Hmmmm. This article doesn't seem to say much, does it? It reminds me of that quip, paraphrased, "I can't you what right-wing politics means, but I know it when I see it." Surely we can introduce the topic in a more meaningful way than, "term right-wing is ... undefined" Mkmcconn 03:29, 7 May 2004 (UTC)

I've removed the following paragraphs, which seemed to me to add no substance that they didn't also take away.

Today, conservatives often use the term "right" in a positive sense to refer to individual liberty and the social and economic institutions that support it, though the specific term "right-wing" has (until very recently) only been common in a negative usage by opponents. Fascist and neo-fascist groups also often embrace the term positively, which is one reason why mainline conservatives shun the term.
Leftists often use the term "right-wing" as a pejorative label: they interpret the right as defending the traditional power of aristocrats, royalty, established religions and the wealthy against that of commoners. In this sense, the term has also become associated with nationalist or racist movements which promote the interests of a dominant majority, or, in cases such as apartheid-era South Africa, with a ruling minority, denying the rights of other groups. The radical right has associations with fascism or with terrorism, just as the radical left has associations with communism or with terrorism. Of course, most groups on the left and right tend to vigorously deny any such linkages.

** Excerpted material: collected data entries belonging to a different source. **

PR #203, opened 2017-06-02
Handle only commits to main branches

bmarkons:
@tgxworld I guess we only want to track push events on master/trunk branches, so we need to check if push occured to main branch.

Note: we didn't need this check on fork since we had events only on main branch.


bmarkons:
need to add few tests before ready to merge.

bmarkons:
It's ready now :shipit:

tgxworld:
Awesome :+1:

PR #204, opened 2017-06-02
Execute scripts on bare metal server

bmarkons:


app/jobs/remote_server_job.rb
```diff
@@ -20,53 +33,47 @@ def perform(initiator_key, benchmark, options = {})
...
-          -e \"OPTCARROT_BENCHMARK=#{options[:optcarrot_benchmarks]}\"
-          -e \"LIQUID_BENCHMARK=#{options[:liquid_benchmarks]}\"
-          -e \"RUBY_COMMIT_HASH=#{commit_hash}\"
-          -e \"API_NAME=#{Rails.application.secrets.api_name}\"
-          -e \"API_PASSWORD=#{Rails.application.secrets.api_password}\"
-          #{build_include_patterns(options[:include_patterns])}
-          rubybench/ruby_trunk".squish
-      ]
-    )
+    ruby = true
```
noahgibbs: I assume these params will be set in some different way when you're farther along...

Mkmcconn 04:04, 7 May 2004 (UTC)

More of what Mkmcconn removed:

Also, the simple statement "While fascism is usually considered to be right-wing, it contains many differences from other politics that are usually classified as right-wing," was replaced by:

"While fascism is usually called “right-wing”, it contains many elements that, from an American “right” or conservative perspective, appear similar to identical to the ideology and politics of the “left”. As such, it differs from other politics that are usually classified as right-wing. The biggest difference is that the modern right views individual liberty and responsibility as supreme and the state to be subservient to the individual and to support the economic and social institutions that support individual rights, while the “left”, which includes fascism, view the state or society as supreme to which the individual owes his subservience. It is this difference between primacy of individual rights as opposed to group rights and government control that splinters the “right” into warring factions."

I find most of these edits objectionable, especially the last one. I think it is absolutely absurd to claim that fascism is a movement of the left.

My feeling is that in general these edits constitute a gross insertion of POV. They also completely destroy what, up to now, had been a careful symmetry between this article and Left-wing politics, turning this into a pro-right-wing article, while the other (IMO) remains reasonably neutral.

I don't feel that I personally should revert any of this, because I was a major author of the article as it stood before. However, I would ask for someone other than Mkmcconn to please take a look at Mkmcconn's edits and weigh in.

Those are not my edits. They came from an anonymous user. Mkmcconn 15:28, 7 May 2004 (UTC)

Comment on changes

I find this sentence inadequate, "However, the term got much of its modern understanding from early 20th century usage, where it was used to distinguish nationalism (right) from internationalism (left)." There is a glaring omission here and in the article in general of the left as the party of labor and of the right as the party of capital (or of property and power). Additionally, as for example, expressed as imperialism as in the British Empire, conservatism combined nationalism with developed internationalism as might be said to characterize the modern American Council on Foreign Relations. Fred Bauder 13:44, May 7, 2004 (UTC)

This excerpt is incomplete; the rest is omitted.